Total subscribers of AOL decreased from 30 million to just over 5 million.

The catastrophic merger led to the fleeing and laying off of executives, and eventually a spin-off company only a few years later.


EXAMPLE 2: Northrop Grumman and Orbital ATK

 The best example showing the negative impacts of a defense monopoly happened as recently as 2018, when Northrop Grumman acquired Orbital ATK. Prior to this merger, Orbital ATK and Aerojet Rocketdyne were the sole independent providers of propulsion motors.

​As a direct result of this merger, Northrop won the $80 billion Ground-Based Strategic Deterrent (GBSD) program. 


Boeing, the program’s incumbent, was not able to compete. 

Because Boeing had no choice but to drop out of the competition, the Federal Trade Commission (FTC) is now investigating Northrop Grumman to see whether they “acted in restraint of trade and violated an order requiring the company to sell its solid motor rocket engines on “a non-discriminatory basis to all competitors for missile contracts.” 


This investigation was opened in October 2019 and is still active. 


EXAMPLE 3: United Launch Alliance and SpaceX

We also saw the negative impacts of removing competition in the defense industry in 2006, when the U.S. government permitted the formation of Lockheed Martin and Boeing's United Launch Alliance to support all medium-to-heavy USG launches. Prior to this, these two companies competed for space launch missions.


ULA triggered two Nunn-McCurdy cost breach notifications, as costs increased 100 percent, even though launches only increased by 59 percent.  

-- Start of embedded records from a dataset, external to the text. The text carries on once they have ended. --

PR #181, opened 2017-02-05
Added limited optimizer support for Partitioned Hash Joins.

zuyu:
This PR allows repartition for non-stored, partitioned input relations for hash joins.

Repartition will generate the best partition attribute if both input relations have partitions that do not meet the join condition. Otherwise, repartition on one input relation will reuse the partition attribute from the other that meets the join condition.

### DIFF
--- a/query_optimizer/ExecutionGenerator.cpp
+++ b/query_optimizer/ExecutionGenerator.cpp
@@ -138,8 +138,12 @@
 #include "gflags/gflags.h"
 #include "glog/logging.h"
 
+using std::find;
+using std::make_unique;
 using std::move;
+using std::size_t;
 using std::static_pointer_cast;
+using std::swap;
 using std::unique_ptr;
 using std::unordered_map;
 using std::vector;
@@ -162,6 +166,8 @@ static const volatile bool aggregate_hashtable_type_dummy
                                     &ValidateHashTableImplTypeString);
 
 DEFINE_bool(parallelize_load, true, "Parallelize loading data files.");
+
+DEFINE_uint64(num_repartitions, 4, "Number of repartitions for a hash join.");
 
 namespace E = ::quickstep::optimizer::expressions;
 namespace P = ::quickstep::optimizer::physical;
@@ -428,7 +434,8 @@ void ExecutionGenerator::convertTableReference(
       std::piecewise_construct,
       std::forward_as_tuple(physical_table_reference),
       std::forward_as_tuple(CatalogRelationInfo::kInvalidOperatorIndex,
-                            catalog_relation));
+                            catalog_relation,
+                            QueryContext::kInvalidInsertDestinationId));
 }
 
 void ExecutionGenerator::convertSample(const P::SamplePtr &physical_sample) {
@@ -468,8 +475,9 @@ void ExecutionGenerator::convertSample(const P::SamplePtr &physical_sample) {
       std::piecewise_construct,
       std::forward_as_tuple(physical_sample),
       std::forward_as_tuple(sample_index,
-                            output_relation));
-  temporary_relation_info_vec_.emplace_back(sample_index, output_relation);
+                            output_relation,
+                            insert_destination_index));
+  temporary_relation_info_vec_.emplace_back(sample_index, output_relation, insert_destination_index);
 }
 
 bool ExecutionGenerator::convertSimpleProjection(
@@ -602,8 +610,9 @@ void ExecutionGenerator::convertSelection(
       std::piecewise_construct,
       std::forward_as_tuple(physical_selection),
       std::forward_as_tuple(select_index,
-                            output_relation));
-  temporary_relation_info_vec_.emplace_back(select_index, output_relation);
+                            output_relation,
+                            insert_destination_index));
+  temporary_relation_info_vec_.emplace_back(select_index, output_relation, insert_destination_index);
 
   if (lip_filter_generator_ != nullptr) {
     lip_filter_generator_->addSelectionInfo(physical_selection, select_index);
@@ -679,12 +688,71 @@ void ExecutionGenerator::convertFilterJoin(const P::FilterJoinPtr &physical_plan
       std::piecewise_construct,
       std::forward_as_tuple(physical_plan),
       std::forward_as_tuple(probe_relation_info->producer_operator_index,
-                            probe_relation_info->relation));
+                            probe_relation_info->relation,
+                            probe_relation_info->output_destination_index));
 
   DCHECK(lip_filter_generator_ != nullptr);
   lip_filter_generator_->addFilterJoinInfo(physical_plan,
                                            build_filter_operator_index);
 }
+
+namespace {
+
+bool areSamePartitionSchemeHeaders(const PartitionSchemeHeader &lhs_partition_header,
+                                   const CatalogRelationSchema &lhs_scheme,
+                                   const PartitionSchemeHeader &rhs_partition_header,
+                                   const CatalogRelationSchema &rhs_scheme) {
+  if (lhs_partition_header.getPartitionType() != rhs_partition_header.getPartitionType()) {
+    return false;
+  }
+
+  if (lhs_partition_header.getNumPartitions() != rhs_partition_header.getNumPartitions()) {
+    return false;
+  }
+
+  // Check whether the underlying types in CatalogAttribute are the same.
+  if (!lhs_scheme.getAttributeById(lhs_partition_header.getPartitionAttributeId())->getType().equals(
+       rhs_scheme.getAttributeById(rhs_partition_header.getPartitionAttributeId())->getType())) {
+    return false;
+  }
+
+  switch (lhs_partition_header.getPartitionType()) {
+    case PartitionSchemeHeader::PartitionType::kHash:
+      return true;
+    case PartitionSchemeHeader::PartitionType::kRange: {
+      const vector<TypedValue> &lhs_ranges =
+          static_cast<const RangePartitionSchemeHeader&>(lhs_partition_header).getPartitionRangeBoundaries();
+      const vector<TypedValue> &rhs_ranges =
+          static_cast<const RangePartitionSchemeHeader&>(rhs_partition_header).getPartitionRangeBoundaries();
+
+      return lhs_ranges == rhs_ranges;
+    }
+  }
+
+  return false;
+}
+
+
+// Note that this method will be deprecated once the partition scheme header
+// supports multiple partition attributes.
+size_t chooseBestRepartitionAttributeIndex(const CatalogRelationStatistics &stats,
+                                           const vector<attribute_id> &join_attributes) {
+  size_t chose_attr_index = static_cast<size_t>(-1);
+  size_t chose_attr_num_distinct_values = 0;
+
+  for (std::size_t i = 0; i < join_attributes.size(); ++i) {
+    const attribute_id attr = join_attributes[i];
+    if (stats.hasNumDistinctValues(attr) &&
+        stats.getNumDistinctValues(attr) > chose_attr_num_distinct_values) {
+      chose_attr_index = i;
+      chose_attr_num_distinct_values = stats.getNumDistinctValues(attr);
+    }
+  }
+
+  return (chose_attr_index != static_cast<size_t>(-1)) ? chose_attr_index : 0;
+}
+
+}  // namespace
 
 void ExecutionGenerator::convertHashJoin(const P::HashJoinPtr &physical_plan) {
   // HashJoin is converted to three operators:
@@ -696,13 +764,10 @@ void ExecutionGenerator::convertHashJoin(const P::HashJoinPtr &physical_plan) {
   std::vector<attribute_id> probe_attribute_ids;
   std::vector<attribute_id> build_attribute_ids;
 
-  std::size_t build_cardinality =
-      cost_model_for_hash_join_->estimateCardinality(build_physical);
-
   bool any_probe_attributes_nullable = false;
   bool any_build_attributes_nullable = false;
 
-  const std::vector<E::AttributeReferencePtr> &left_join_attributes =
+  std::vector<E::AttributeReferencePtr> left_join_attributes =
       physical_plan->left_join_attributes();
   for (const E::AttributeReferencePtr &left_join_attribute : left_join_attributes) {
     const CatalogAttribute *probe_catalog_attribute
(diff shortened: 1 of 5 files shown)


zuyu:
Assigned to @hbdeshmukh.

query_optimizer/ExecutionGenerator.hpp
```diff
@@ -135,9 +135,11 @@ class ExecutionGenerator {
    */
   struct CatalogRelationInfo {
     CatalogRelationInfo(const QueryPlan::DAGNodeIndex producer_operator_index_in,
-                        const CatalogRelation *relation_in)
+                        const CatalogRelation *relation_in,
+                        const QueryContext::insert_destination_id output_destination_index_in)
```
hbdeshmukh: What do the ``_in`` suffix mean?

query_optimizer/tests/execution_generator/Partition.test
```diff
@@ -15,19 +15,35 @@
 # specific language governing permissions and limitations
 # under the License.
 
-CREATE TABLE foo (id INT NULL,
-                  name CHAR(20))
+CREATE TABLE dim (id INT NULL,
```
hbdeshmukh: Optional, but it may be easier to read if the relation is named as ``dim_4_hash_partitions``.

query_optimizer/ExecutionGenerator.cpp
```diff
@@ -679,13 +688,72 @@ void ExecutionGenerator::convertFilterJoin(const P::FilterJoinPtr &physical_plan
...
+                            probe_relation_info->output_destination_index));
 
   DCHECK(lip_filter_generator_ != nullptr);
   lip_filter_generator_->addFilterJoinInfo(physical_plan,
                                            build_filter_operator_index);
 }
 
+namespace {
+
+bool areSamePartitionSchemeHeaders(const PartitionSchemeHeader &lhs_partition_header,
```
hbdeshmukh: These functions in the anonymous namespace may better be defined in some other source file. This cpp file is getting monstrously big, and any efforts to reduce its size should be welcome.

query_optimizer/ExecutionGenerator.cpp
```diff
@@ -679,13 +688,72 @@ void ExecutionGenerator::convertFilterJoin(const P::FilterJoinPtr &physical_plan
...
+  switch (lhs_partition_header.getPartitionType()) {
+    case PartitionSchemeHeader::PartitionType::kHash:
+      return true;
+    case PartitionSchemeHeader::PartitionType::kRange: {
+      const vector<TypedValue> &lhs_ranges =
+          static_cast<const RangePartitionSchemeHeader&>(lhs_partition_header).getPartitionRangeBoundaries();
+      const vector<TypedValue> &rhs_ranges =
+          static_cast<const RangePartitionSchemeHeader&>(rhs_partition_header).getPartitionRangeBoundaries();
+
+      return lhs_ranges == rhs_ranges;
```
hbdeshmukh: Can you help me understand how the comparison of two vector references will produce the desired result in this case?

query_optimizer/ExecutionGenerator.cpp
```diff
@@ -679,13 +688,72 @@ void ExecutionGenerator::convertFilterJoin(const P::FilterJoinPtr &physical_plan
...
+
+  return false;
+}
+
+
+// Note that this method will be deprecated once the partition scheme header
+// supports multiple partition attributes.
+size_t chooseBestRepartitionAttributeIndex(const CatalogRelationStatistics &stats,
+                                           const vector<attribute_id> &join_attributes) {
+  size_t chose_attr_index = static_cast<size_t>(-1);
```
hbdeshmukh: This would assign ``chose_attr_index`` the value of ``MAX_INT``. Why do we want that?

query_optimizer/ExecutionGenerator.cpp
```diff
@@ -679,13 +688,72 @@ void ExecutionGenerator::convertFilterJoin(const P::FilterJoinPtr &physical_plan
...
+  for (std::size_t i = 0; i < join_attributes.size(); ++i) {
+    const attribute_id attr = join_attributes[i];
+    if (stats.hasNumDistinctValues(attr) &&
+        stats.getNumDistinctValues(attr) > chose_attr_num_distinct_values) {
+      chose_attr_index = i;
+      chose_attr_num_distinct_values = stats.getNumDistinctValues(attr);
+    }
+  }
+
+  return (chose_attr_index != static_cast<size_t>(-1)) ? chose_attr_index : 0;
```
hbdeshmukh: I am unable to understand the point of this function. Why do we need to find the "best repartition attribute"? Assuming a join like ``R.a = S.b``, if ``R`` is partitioned on some other attribute ``c``, we would like to repartition it based on ``a``, so the only choice for an attribute on which we should perform the repartitioning is ``a``, isn't it? What's the decision got do do with the CatalogRelation stats and the number of distinct values of the attribute?

query_optimizer/ExecutionGenerator.hpp
zuyu: It is used to name an argument in the constructor for a struct.

query_optimizer/ExecutionGenerator.cpp
zuyu: The comparison result checks every value in both vectors to ensure whether two have the same range partitions.

query_optimizer/ExecutionGenerator.cpp
```diff
@@ -740,6 +805,202 @@ void ExecutionGenerator::convertHashJoin(const P::HashJoinPtr &physical_plan) {
...
+            }
+            break;
+          }
+        }
+        break;
+      case PartitionSchemeHeader::PartitionType::kHash: {
+        const attribute_id build_partition_attr = build_partition_scheme_header.getPartitionAttributeId();
+        if (find(build_attribute_ids.begin(), build_attribute_ids.end(), build_partition_attr) !=
+                build_attribute_ids.end()) {
+          // BuildRelation has an useful partition.
```
hbdeshmukh: Grammar: an -> a

query_optimizer/ExecutionGenerator.cpp
```diff
@@ -740,6 +805,202 @@ void ExecutionGenerator::convertHashJoin(const P::HashJoinPtr &physical_plan) {
...
+
+    switch (build_partition_scheme_header.getPartitionType()) {
+      case PartitionSchemeHeader::PartitionType::kRange:
+        build_needs_repartition = true;
+
+        switch (probe_partition_scheme_header.getPartitionType()) {
+          case PartitionSchemeHeader::PartitionType::kRange:
+            probe_needs_repartition = true;
+            break;
+          case PartitionSchemeHeader::PartitionType::kHash: {
```
hbdeshmukh: Should be good to add a default case here.

query_optimizer/ExecutionGenerator.cpp
```diff
@@ -740,6 +805,202 @@ void ExecutionGenerator::convertHashJoin(const P::HashJoinPtr &physical_plan) {
...
+            const attribute_id probe_partition_attr = probe_partition_scheme_header.getPartitionAttributeId();
+            if (find(probe_attribute_ids.begin(), probe_attribute_ids.end(), probe_partition_attr) !=
+                    probe_attribute_ids.end()) {
+              needs_swap = true;
```
hbdeshmukh: Why do we need to swap here? There's no cardinality check performed here unlike line 863.

query_optimizer/ExecutionGenerator.cpp
```diff
@@ -740,6 +805,202 @@ void ExecutionGenerator::convertHashJoin(const P::HashJoinPtr &physical_plan) {
...
+      case PartitionSchemeHeader::PartitionType::kHash: {
+        const attribute_id build_partition_attr = build_partition_scheme_header.getPartitionAttributeId();
+        if (find(build_attribute_ids.begin(), build_attribute_ids.end(), build_partition_attr) !=
+                build_attribute_ids.end()) {
+          // BuildRelation has an useful partition.
+          switch (probe_partition_scheme_header.getPartitionType()) {
+            case PartitionSchemeHeader::PartitionType::kRange:
+              probe_needs_repartition = true;
+              break;
+            case PartitionSchemeHeader::PartitionType::kHash: {
```
hbdeshmukh: Again, a default case should make the code more extensible.

zuyu: I intend not to add a default case, so that once a new partition scheme is added, we will have compile errors to force to revisit how the new partition scheme fits in this method.

query_optimizer/ExecutionGenerator.cpp
zuyu: In a hash join, if the build relation uses range partition, while the probe uses hash partition, we swap two relations, and then repartition the probe (aka, the original build) relation.

query_optimizer/ExecutionGenerator.cpp
zuyu: In a hash join, if both relations are using range partitions, we need to repartition both relations. Here we use this method to pick up the best single attribute for the new hash repartition. By best, we mean the maximum number of distinct values to minimize the hash collision.

Finally, once we support multiple partition attributes, we don't need this method.

query_optimizer/ExecutionGenerator.cpp
zuyu: That's just an initial value.

query_optimizer/ExecutionGenerator.cpp
zuyu: Unless these functions are useful to other files, we keep them in the same file as the caller.

hbdeshmukh: I had a discussion with @jianqiao on this issue. He thinks that the partitioning related code should be moved to different functions at least. That way the overall code is easier to read and is also extensible. He's fine with the anonymous namespace arrangement. 

An example is all the new code in ``convertHashJoin`` can be moved to separate function(s) and then called from ``convertHashJoin``.

query_optimizer/ExecutionGenerator.cpp
hbdeshmukh: Are you sure that the compiler will throw an error saying that we didn't handle all the cases in the switch statement? I would recommend a safe approach where we add a default case that throws a fatal error.

query_optimizer/ExecutionGenerator.cpp
hbdeshmukh: I am not sure if I agree. Consider the following counterexample. 
Original build table - cardinality 10k, range partitioned. 
Original probe table - cardinality 1M, hash partitioned. 

By the above logic, you will swap the build and probe relations, thereby building a giant hash table for 1M entries. You are going to repartition the new probe relation anyway, so that cost isn't avoided.

query_optimizer/ExecutionGenerator.cpp
```diff
@@ -740,6 +805,202 @@ void ExecutionGenerator::convertHashJoin(const P::HashJoinPtr &physical_plan) {
...
+              } else {
+                probe_needs_repartition = true;
+              }
+              break;
+            }
+          }
+        }
+        break;
+      }
+    }
```
hbdeshmukh: I would highly recommend two things for the switch statement:
1. Add several comments in between to describe what's happening. I felt lost while reading it.
2. Moving the switch statement to a separate method.

query_optimizer/ExecutionGenerator.cpp
```diff
@@ -740,6 +805,202 @@ void ExecutionGenerator::convertHashJoin(const P::HashJoinPtr &physical_plan) {
...
+      S::InsertDestination *build_insert_destination_proto =
+          query_context_proto_->mutable_insert_destinations(build_relation_info->output_destination_index);
+
+      build_insert_destination_proto->set_insert_destination_type(S::InsertDestinationType::PARTITION_AWARE);
+      build_insert_destination_proto->MutableExtension(S::PartitionAwareInsertDestination::partition_scheme)
+        ->MergeFrom(build_repartition_scheme->getProto());
+
+      CatalogRelation *mutable_build_relation =
+          catalog_database_->getRelationByIdMutable(build_relation->getID());
+      mutable_build_relation->setPartitionScheme(build_repartition_scheme.release());
```
hbdeshmukh: May be I missed some of your older PRs, but can you explain how we will physically repartition the relations?

hbdeshmukh:
One case which is currently not considered is the following:

Imagine a join between two relations. The probe side is a result of a selection on a base relation. The probe's base relation is hash partitioned on attribute ``a``. There are two cases:
1. In the projection, the attribute ``a`` is left out, i.e. we don't project it. 
2. We project the attribute ``a``. 

If you look at the code of ``convertSelection``, the output of the selection has no partitioning scheme. In case two, we can carry forward the partitioning scheme from the base table to the output of the selection. That way, you can avoid the repartitioning step for the probe side.

To summarize, you need to add a check in ``convertSelection`` that can identify case 1 and case 2 mentioned earlier.

query_optimizer/ExecutionGenerator.cpp
zuyu: I get your point, but the partition number is set by us. So we won't have such insane number, but I could add a TODO here.

query_optimizer/ExecutionGenerator.cpp
zuyu: Yes, it is `-Wswitch` and then becomes an error for us.

query_optimizer/ExecutionGenerator.cpp
pateljm: +1 for the suggestion to move the partition code to a different file. It is (related) but separate module.

query_optimizer/ExecutionGenerator.cpp
zuyu: We modify the existing `SelectOperator` to have a new `PartitionAwareInsertDestination` for repartition, if the input relation is not a base table. Otherwise, we will create one, but not part of this PR.

query_optimizer/ExecutionGenerator.cpp
hbdeshmukh: It's clearly not an insane number. I said **cardinality** and not **number of partitions**. SSB Lineorder table for SF100 has a cardinality of 600M, so 1M is not insane by any means.

zuyu: Now I got your point. I'll do another swap if needed, so that the build side has a less cardinality. Thanks!

zuyu:
Close it temporally.

PR #185, opened 2017-02-09
Fuse Aggregate with HashLeftOuterJoin to accelerate evaluation

jianqiao:
This PR fuses `Aggregate` with `HashJoin` (left outer) into the `CrossReferenceCoalesceAggregate` node to enable fast-path evaluation for a class of queries.

Here we briefly describe the semantics of `CrossReferenceCoalesceAggregate`: Let `L` be a table with PRIMARY KEY `u`. Let `R` be a table with FOREIGN KEY `x` referring to `L(u)`. Then `CrossReferenceCoalesceAggregate` represents a common class of analytical queries that
> For each u in L, COUNT/SUM the records in R that correspond to u (i.e. those records satisfying R.x = L.u). In the case that there is no record for u in R, use 0 as the result value.

That is, `CrossReferenceCoalesceAggregate` represents queries in the following forms:
```
-- Form 1 --
SELECT u, COALESCE(count, 0), COALESCE(sum, 0)
FROM L LEFT OUTER JOIN (
  SELECT x, COUNT(*) AS count, SUM(y) AS sum
  FROM R
  GROUP BY x) Rt ON L.u = Rt.x;
```
or (COUNT only) 
```
-- Form 2 --
SELECT u, COUNT(x) AS count
FROM L LEFT OUTER JOIN R ON L.u = R.x
GROUP BY u;
```
where `L`, `R`, `u`, `v` and `SUM(...)/COUNT(...)` are arguments to `CrossReferenceCoalesceAggregate`.

The fast-path evaluation is that, we first use `L.u` to build the `existence_map` for a `CollisionFreeVectorTable` which is then used to perform aggregation on `R` grouped by `R.x`. At the time of aggregation finalization, any `existence_map` entry that is set by `L.u` but not updated with `R`'s records will have aggregation result as `0` by default -- this implicitly achieves the left outer join + coalesce 0 semantics.

This optimization improves TPC-H Q13's performance from ~15.5s to ~3s on a cloudlab machine with scale factor 100.

### DIFF
--- a/query_optimizer/physical/CrossReferenceCoalesceAggregate.hpp
+++ b/query_optimizer/physical/CrossReferenceCoalesceAggregate.hpp
@@ -1,0 +1,232 @@
+/**
+ * Licensed to the Apache Software Foundation (ASF) under one
+ * or more contributor license agreements.  See the NOTICE file
+ * distributed with this work for additional information
+ * regarding copyright ownership.  The ASF licenses this file
+ * to you under the Apache License, Version 2.0 (the
+ * "License"); you may not use this file except in compliance
+ * with the License.  You may obtain a copy of the License at
+ *
+ *   http://www.apache.org/licenses/LICENSE-2.0
+ *
+ * Unless required by applicable law or agreed to in writing,
+ * software distributed under the License is distributed on an
+ * "AS IS" BASIS, WITHOUT WARRANTIES OR CONDITIONS OF ANY
+ * KIND, either express or implied.  See the License for the
+ * specific language governing permissions and limitations
+ * under the License.
+ **/
+
+#ifndef QUICKSTEP_QUERY_OPTIMIZER_PHYSICAL_CROSS_REFERENCE_COALESCE_AGGREGATE_HPP_
+#define QUICKSTEP_QUERY_OPTIMIZER_PHYSICAL_CROSS_REFERENCE_COALESCE_AGGREGATE_HPP_
+
+#include <cstddef>
+#include <memory>
+#include <string>
+#include <vector>
+
+#include "query_optimizer/OptimizerTree.hpp"
+#include "query_optimizer/expressions/Alias.hpp"
+#include "query_optimizer/expressions/AttributeReference.hpp"
+#include "query_optimizer/expressions/ExpressionUtil.hpp"
+#include "query_optimizer/expressions/Predicate.hpp"
+#include "query_optimizer/physical/Physical.hpp"
+#include "query_optimizer/physical/PhysicalType.hpp"
+#include "utility/Macros.hpp"
+
+#include "glog/logging.h"
+
+namespace quickstep {
+namespace optimizer {
+namespace physical {
+
+/** \addtogroup OptimizerLogical
+ *  @{
+ */
+
+class CrossReferenceCoalesceAggregate;
+typedef std::shared_ptr<const CrossReferenceCoalesceAggregate> CrossReferenceCoalesceAggregatePtr;
+
+/**
+ * @brief A physical node that fuses a HashJoin with an Aggregate to enable
+ *        fast-path execution.
+ *
+ * Below we briefly describe the semantics of this physical node.
+ *
+ * Let L be a table with PRIMARY KEY u. Let R be a table with FOREIGN KEY x
+ * referring to L(u). Then CrossReferenceCoalesceAggregate represents a common
+ * class of analytical queries that
+ * - For each u in L, COUNT/SUM the records in R that correspond to u (i.e.
+ *   those records satisfying R.x = L.u).
+ *   In the case that there is no record for u in R, use 0 as the result value.
+ *
+ * And we have the mapping:
+ *   L -> left_child_
+ *   R -> right_child_
+ *   u -> left_join_attributes_
+ *   x -> right_join_attributes_
+ *   COUNT/SUM -> aggregate_expressions_
+ */
+class CrossReferenceCoalesceAggregate : public Physical {
+ public:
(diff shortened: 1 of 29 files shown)


pateljm:
LGTM. Merging.

query_optimizer/physical/CrossReferenceCoalesceAggregate.hpp
```diff
@@ -0,0 +1,232 @@
...
+typedef std::shared_ptr<const CrossReferenceCoalesceAggregate> CrossReferenceCoalesceAggregatePtr;
+
+/**
+ * @brief A physical node that fuses a HashJoin with an Aggregate to enable
+ *        fast-path execution.
+ *
+ * Below we briefly describe the semantics of this physical node.
+ *
+ * Let L be a table with PRIMARY KEY u. Let R be a table with FOREIGN KEY x
+ * referring to L(u). Then CrossReferenceCoalesceAggregate represents a common
```
zuyu: Should be `L.u`?

query_optimizer/physical/CrossReferenceCoalesceAggregate.hpp
```diff
@@ -0,0 +1,232 @@
...
+
+  // TODO(jianqiao): For the left child, support filter predicate fusing and
+  // attachment of LIPFilters.
+  PhysicalPtr left_child_;
+  PhysicalPtr right_child_;
+  std::vector<expressions::AttributeReferencePtr> left_join_attributes_;
+  std::vector<expressions::AttributeReferencePtr> right_join_attributes_;
+  expressions::PredicatePtr right_filter_predicate_;
+  std::vector<expressions::AliasPtr> aggregate_expressions_;
+  std::size_t group_by_key_value_range_;
```
zuyu: Would above data members change? Otherwise, we could mark `const`.

relational_operators/BuildAggregationExistenceMapOperator.cpp
```diff
@@ -0,0 +1,196 @@
...
+      ++num_workorders_generated_;
+    }
+    return done_feeding_input_relation_;
+  }
+}
+
+serialization::WorkOrder* BuildAggregationExistenceMapOperator
+    ::createWorkOrderProto(const block_id block) {
+  serialization::WorkOrder *proto = new serialization::WorkOrder;
+  proto->set_work_order_type(serialization::BUILD_LIP_FILTER);
```
zuyu: This is a bug: we need to use the new type called `BUILD_AGGREGATION_EXISTENCE_MAP` here.

relational_operators/BuildAggregationExistenceMapOperator.hpp
```diff
@@ -0,0 +1,177 @@
...
+    input_relation_block_ids_.push_back(input_block_id);
+  }
+
+ private:
+  serialization::WorkOrder* createWorkOrderProto(const block_id block);
+
+  const CatalogRelation &input_relation_;
+  const attribute_id build_attribute_;
+  const bool input_relation_is_stored_;
+  std::vector<block_id> input_relation_block_ids_;
```
zuyu: Please move this line before `num_workorders_generated_`, so that all constants are together.

relational_operators/BuildAggregationExistenceMapOperator.hpp
```diff
@@ -0,0 +1,177 @@
...
+  ~BuildAggregationExistenceMapWorkOrder() override {}
+
+  void execute() override;
+
+ private:
+  const CatalogRelationSchema &input_relation_;
+  const block_id build_block_id_;
+  const attribute_id build_attribute_;
+  AggregationOperationState *state_;
+
```
zuyu: Move this empty line before `state_`, so that all constants are together.

relational_operators/WorkOrder.proto
```diff
@@ -44,6 +44,7 @@ enum WorkOrderType {
   UPDATE = 20;
   WINDOW_AGGREGATION = 21;
   DESTROY_AGGREGATION_STATE = 22;
+  BUILD_AGGREGATION_EXISTENCE_MAP = 23;
```
zuyu: Please sort the type in the alphabet order (similarly to `BuildAggregationExistenceMapWorkOrder` below), and add the following comment above `enum WorkOrderType {`:

```
// Next tag: 24.
enum WorkOrderType {
```

Recall that this is how Google deals with changing proto definitions. And `Next tag` is the next available number to assign to a new type. After adding the new type, we need to increase `Next tag` by one.

relational_operators/WorkOrderFactory.cpp
```diff
@@ -91,6 +92,19 @@ WorkOrder* WorkOrderFactory::ReconstructFromProto(const serialization::WorkOrder
...
+      LOG(INFO) << "Creating BuildAggregationExistenceMapWorkOrder in Shiftboss " << shiftboss_index;
+
+      return new BuildAggregationExistenceMapWorkOrder(
+          proto.query_id(),
+          catalog_database->getRelationSchemaById(
+              proto.GetExtension(serialization::BuildAggregationExistenceMapWorkOrder::relation_id)),
+          proto.GetExtension(serialization::BuildAggregationExistenceMapWorkOrder::build_block_id),
+          proto.GetExtension(serialization::BuildAggregationExistenceMapWorkOrder::build_attribute),
+          query_context->getAggregationState(
+              proto.GetExtension(serialization::AggregationWorkOrder::aggr_state_index)),
```
zuyu: This is a bug: replace `AggregationWorkOrder` with `BuildAggregationExistenceMapWorkOrder`.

Prices were not reduced until competition was reintroduced, in the form of SpaceX. When SpaceX entered the competition and offered much lower costs, ULA was then able to decrease its price by $80 million.   

In 2016, POLITICO reported that "taxpayers will be paying the price for ULA's contracts for years to come," even with the introduction of SpaceX, because it is completing launches that were awarded to ULA before SpaceX was allowed to compete with lower cost alternatives.  

A 2014 GAO report noted that "minimal insight into contractor cost or pricing data meant DOD may have lacked sufficient knowledge to negotiate fair and reasonable launch prices."